It’s all happening again…

It is that time of year again where people gather to celebrate whisky, queueing and complaining about the lack of Karuizawa at the London Whisky Show. This year’s show promises to have something for all serious whisky lovers to enjoy. However, these shows can be myriad and complex, with this in mind Whiskysponge has compiled a handy guide to the show to help those attending better navigate their drunkenness and to sufficiently frustrate all those unable to attend.

Masterclasses

Masterclasses are an essential part of the London Whisky Show experience, all the ones worth going to this year are totally sold out so here’s what you’re missing if you didn’t manage to get a ticket…

Ambulances will be on standby.

Ambulances will be on standby.

Three Legends Of Whisky

Jimbob Paterson, Richard McEwen and David Stewart will be laying down some face-melting beats in a midnight whisky rave before crowning the event off in the small hours of Sunday morning with an epic blenders themed rap battle. Richard has already promised to “Bring the lyric down hard” on his fellow blenders. Each legend has been asked to select three of their personal mixes, one they created specially for the rave, one they consider legendary, and one that is suitable just for getting a ‘bit off your tits to on a week night’. David Stewart – or the ‘Dubmaster’ as he’s known in Dufftown – said attendees can expect “Shit to really fly when I get in my groove and totally work those decks!

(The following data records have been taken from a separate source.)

Issue #83, opened 2024-03-23
Explore/add Anthropic API support (Cluade AI)


brainlid:

brainlid:
Basic Anthropic support added. They don't have an official API for tools, so functions are not implemented at this point.

youfun:
anthropic releases   the tools ，is that what you say “an official API for tools”：

see the doc：
https://docs.anthropic.com/claude/docs/tool-use

Tool use (function calling)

Shit be like coaxing honey from a sweet lady-bee.”

Generations With Gordon & MacPhail

Attendees will have the opportunity to sit in a room and watch Stephen Rankin drink an entire bottle of the new 75 year old Mortlach with Eastender’s hard man Danny Dyer. Stephen said attendees can expect “Plenty of righteous banter and good few japes. At one point I’ll probably slosh about two grands worth of Mortlach down Danny’s front, I recon he’s the sort of rascal who’ll be well up for that sort of tomfoolery!”

Danny plans to use the empty bottle to make flavoured oil in.

Danny plans to use the empty bottle to make flavoured oil in.

Laphroaig 200 Years Of Peat

Distillery Manager John Campbell talks attendees through his collection of old peat bricks – some of which hail from the early 19th century. There is likely to be a surprise screening of his old audition tape for the role of Begbie in 1994’s Trainspotting at the end as well.

Karuiazawa Nepal Charity Tasting

At £6000 a ticket you’re probably not going to this one but given that most of the people who did get a ticket will turn up, collect their bottle and then immediately fly back to Taiwan and Singapore it’s probably worth hanging around outside to catch a few spare sets of drams.

Gone But Never Forgotten

Colin Dunnage gives us a glimpse into his extensive archive of holiday snaps from years gone by. Includes such classics as the trailer tent holiday to the cornish coast from 1978 and the Berlin sex series from the late 1980s. (Please note: due to the age and complexity of these photos there may be a few images of Colin’s recent loft conversion amongst them)

Other ticketed events include: 

The Arran Bar Mitzvah – Arran Distillery faces up to its actions and accepts responsibility for silly packaging.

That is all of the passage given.